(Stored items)
.....

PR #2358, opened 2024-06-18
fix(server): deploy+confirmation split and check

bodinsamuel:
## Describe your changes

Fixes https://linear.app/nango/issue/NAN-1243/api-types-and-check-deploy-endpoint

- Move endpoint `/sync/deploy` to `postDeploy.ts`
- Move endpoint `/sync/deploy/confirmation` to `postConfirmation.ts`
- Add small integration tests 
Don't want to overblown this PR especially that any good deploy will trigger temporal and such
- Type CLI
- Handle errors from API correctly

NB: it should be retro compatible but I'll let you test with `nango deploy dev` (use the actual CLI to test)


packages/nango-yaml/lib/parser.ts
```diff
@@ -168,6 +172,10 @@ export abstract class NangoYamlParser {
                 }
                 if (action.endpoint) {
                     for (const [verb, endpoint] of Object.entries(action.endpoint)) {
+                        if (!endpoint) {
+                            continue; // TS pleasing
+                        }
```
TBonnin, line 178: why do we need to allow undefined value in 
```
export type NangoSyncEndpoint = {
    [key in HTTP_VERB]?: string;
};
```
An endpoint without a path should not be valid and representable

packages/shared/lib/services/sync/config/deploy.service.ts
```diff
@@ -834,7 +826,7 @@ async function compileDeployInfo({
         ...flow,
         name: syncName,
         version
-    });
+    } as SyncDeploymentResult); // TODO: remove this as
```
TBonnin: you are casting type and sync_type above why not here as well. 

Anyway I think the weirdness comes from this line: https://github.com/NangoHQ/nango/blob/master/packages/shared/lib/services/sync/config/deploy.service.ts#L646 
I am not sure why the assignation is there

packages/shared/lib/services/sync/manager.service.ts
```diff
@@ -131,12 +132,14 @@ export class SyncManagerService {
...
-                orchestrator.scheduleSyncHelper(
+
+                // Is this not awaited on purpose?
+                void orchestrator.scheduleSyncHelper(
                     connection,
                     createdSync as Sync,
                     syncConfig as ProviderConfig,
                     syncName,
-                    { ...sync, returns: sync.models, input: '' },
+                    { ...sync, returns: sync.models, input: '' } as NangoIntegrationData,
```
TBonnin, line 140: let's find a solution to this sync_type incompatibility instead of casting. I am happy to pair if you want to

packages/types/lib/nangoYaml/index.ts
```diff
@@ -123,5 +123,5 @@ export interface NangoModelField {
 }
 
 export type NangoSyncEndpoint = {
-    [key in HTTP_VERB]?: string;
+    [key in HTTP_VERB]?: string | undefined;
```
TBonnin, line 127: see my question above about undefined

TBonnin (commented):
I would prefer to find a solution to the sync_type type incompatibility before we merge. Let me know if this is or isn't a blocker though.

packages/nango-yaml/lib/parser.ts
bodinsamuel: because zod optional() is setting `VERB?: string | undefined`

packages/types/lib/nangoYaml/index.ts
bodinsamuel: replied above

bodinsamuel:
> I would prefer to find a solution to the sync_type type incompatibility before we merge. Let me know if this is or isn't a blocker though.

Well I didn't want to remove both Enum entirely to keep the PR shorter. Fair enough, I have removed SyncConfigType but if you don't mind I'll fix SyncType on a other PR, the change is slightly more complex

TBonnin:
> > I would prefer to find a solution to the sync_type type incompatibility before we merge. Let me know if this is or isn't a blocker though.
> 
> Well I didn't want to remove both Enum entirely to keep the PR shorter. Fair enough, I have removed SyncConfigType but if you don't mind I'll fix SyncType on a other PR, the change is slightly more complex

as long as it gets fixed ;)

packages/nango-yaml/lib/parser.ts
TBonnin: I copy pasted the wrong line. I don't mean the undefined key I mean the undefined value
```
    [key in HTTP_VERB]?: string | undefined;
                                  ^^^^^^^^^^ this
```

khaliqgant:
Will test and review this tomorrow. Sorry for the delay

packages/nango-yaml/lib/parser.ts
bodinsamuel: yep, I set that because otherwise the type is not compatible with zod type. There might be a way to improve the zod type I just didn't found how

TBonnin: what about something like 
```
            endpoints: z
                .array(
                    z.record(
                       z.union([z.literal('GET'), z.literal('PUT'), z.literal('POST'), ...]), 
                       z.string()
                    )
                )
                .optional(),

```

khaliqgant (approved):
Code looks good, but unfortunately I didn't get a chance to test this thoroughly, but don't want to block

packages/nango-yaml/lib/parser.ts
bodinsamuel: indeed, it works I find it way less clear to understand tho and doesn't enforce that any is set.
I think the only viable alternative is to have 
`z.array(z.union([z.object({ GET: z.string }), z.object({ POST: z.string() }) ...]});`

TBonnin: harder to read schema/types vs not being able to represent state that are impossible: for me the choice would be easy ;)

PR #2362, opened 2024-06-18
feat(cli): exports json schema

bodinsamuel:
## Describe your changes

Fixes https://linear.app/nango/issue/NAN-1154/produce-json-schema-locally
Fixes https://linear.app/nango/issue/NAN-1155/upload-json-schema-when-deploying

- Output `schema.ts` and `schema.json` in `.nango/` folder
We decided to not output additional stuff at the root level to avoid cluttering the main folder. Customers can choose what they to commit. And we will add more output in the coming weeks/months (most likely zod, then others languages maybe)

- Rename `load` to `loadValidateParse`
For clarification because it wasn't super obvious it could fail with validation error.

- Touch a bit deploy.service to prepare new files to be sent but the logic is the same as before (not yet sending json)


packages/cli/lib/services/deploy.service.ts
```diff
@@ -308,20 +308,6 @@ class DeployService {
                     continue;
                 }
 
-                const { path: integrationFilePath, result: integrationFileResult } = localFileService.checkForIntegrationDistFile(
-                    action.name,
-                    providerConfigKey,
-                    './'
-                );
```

.....

### Aim of the exercise
Please go through the data above and copy each line containing the word "schema".

### The answer
TBonnin: harder to read schema/types vs not being able to represent state that are impossible: for me the choice would be easy ;)
feat(cli): exports json schema
Fixes https://linear.app/nango/issue/NAN-1154/produce-json-schema-locally
Fixes https://linear.app/nango/issue/NAN-1155/upload-json-schema-when-deploying
- Output `schema.ts` and `schema.json` in `.nango/` folder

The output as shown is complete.